Cómo abordar la primera resaca de los hijos

 

Buenas, soy Emilio Calatayud. Feliz 2018. Os deseo que, como mínimo, nos quedemos como estamos. Seguramente, muchos padres habrán pasado esta Nochevieja por el trance de autorizar a los hijos que salieran de fiesta por primera vez. O sea, que no habrán dormido nada, los padres, quiero decir (y los hijos tampoco).

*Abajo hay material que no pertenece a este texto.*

PR #1078, opened 2026-03-06
feat(Skills list): added page to display skills

### LINKED ISSUE #1034: Create a view/page to display skills
As skills are being introduced into Kortex, we need a view to display the list of skills.

See https://github.com/kortex-hub/kortex-mockups/blob/agentic-coding/skills/index.html

gastoner:
Adds page for showing list of skills

Screenshot 2026-03-06 at 10 04 36

Closes #1034 
Needs rebase after https://github.com/kortex-hub/kortex/pull/1049

Added basic tests

You can try this by going to ~/.config/kortex/skills create a folder with skill and create a valid skill.md file in here
It should be visible in the list, then you can try to:
enable/disable it (see how it changes in configuration) 
delete it (no folder in /kortex/skills and configuration record)

### DIFF
--- a/packages/renderer/src/lib/skills/SkillsList.svelte
+++ b/packages/renderer/src/lib/skills/SkillsList.svelte
@@ -21,9 +21,7 @@ $effect(() => {
   skillSearchPattern.set(searchTerm);
 });
 
-const row = new TableRow<SkillSelectable>({
-  selectable: (_): boolean => false,
-});
+const row = new TableRow<SkillSelectable>({});
 
 const nameColumn = new TableColumn<SkillSelectable>('Name', {
   width: '2fr',


packages/renderer/src/lib/skills/columns/SkillNameColumn.svelte
```diff
@@ -0,0 +1,23 @@
...
+</script>
+
+<div class="flex flex-col whitespace-nowrap max-w-full">
+  <div class="flex items-center max-w-full">
+    <div class="max-w-full">
+      <div class="flex flex-nowrap max-w-full">
+        <div
+          class="text-[var(--pd-table-body-text-highlight)] overflow-hidden text-ellipsis"
+          title={object.name}>
+          {object.name}
```
MarsKubeX: nit: I find quite a lot to have 5 nested div to display `object.name`. Maybe they can be collapsed to be less than 5.

MarsKubeX (commented):
Tested on MacOS, and working nice. The only thing I found in the code, is the comment of code rabbit in navigation-page.ts

packages/renderer/src/lib/skills/SkillsList.svelte
```diff
@@ -0,0 +1,82 @@
...
+  {/snippet}
+
+  {#snippet content()}
+    <div class="flex min-w-full h-full">
+      {#if skills.length === 0}
+        {#if searchTerm}
+          <FilteredEmptyScreen icon={NoLogIcon} kind="skills" bind:searchTerm={searchTerm} />
+        {:else}
+          <SkillEmptyScreen onclick={navigateToCreateSkill} />
+        {/if}
```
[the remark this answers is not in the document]
gastoner: True, but in SkillEmptyScreen there is the button also disabled

packages/renderer/src/lib/skills/SkillsList.svelte
```diff
@@ -0,0 +1,82 @@
...
+
+let searchTerm = $state('');
+
+$effect(() => {
+  skillSearchPattern.set(searchTerm);
+});
+
+const row = new TableRow<SkillSelectable>({
+  selectable: (_): boolean => false,
+});
```
benoitf:
```suggestion
const row = new TableRow<SkillSelectable>({});
```

avoid to put selectable function else we're seeing checkboxes that can't be selected

https://github.com/user-attachments/assets/222449a1-a840-46aa-9a2f-5c4ad7d024bb

gastoner: Screenshot 2026-03-12 at 14 37 16


Fixed @benoitf

benoitf: thanks for the change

Aquí van una serie de recomendaciones para abordar la primera resaca de los hijos. No os garantizo que sirvan para nada, pero menos da una piedra

  1. Lo primero y fundamental es que os deis cuenta de que, a partir de ahora, vais a pasar muchas noches en blanco. Es lo que os espera, así que lo mejor es que lo asumáis cuanto antes. Cuantas menos irritaciones, mejor. Y el que sepa rezar que rece, y el que no, que invoque las energías positivas. Además, los hijos dan muchas satisfacciones. Eso dicen…
  2. Hablar con los hijos cuando acaban de llegar de juerga no sirve de nada. En esos momentos, bien sea porque han bebido o porque están cansados (o ambas cosas a la vez), esas conversaciones de pasillo no sirven de nada. El niño está deseando meterse en la cama y vosotros estáis en pijama, que es algo que os resta autoridad. Eso sí podéis revisar y oler sus ropas para calmar un poco los nervios.
  3. Una vez que se levanten, cuando la resaca esté en todo lo alto, es el mejor momento para pedirle explicaciones y detalles. Se mostrarán irritables, pero no importa. Es el momento de vengarse del miedo que has pasado esperando a que volviera. Igual no os cuentan nada interesante y responden con monosílabos, pero no hay cosa que les fastidie más que un interrogatorio tras haberse estrenado como noctámbulos. Donde las dan las toman.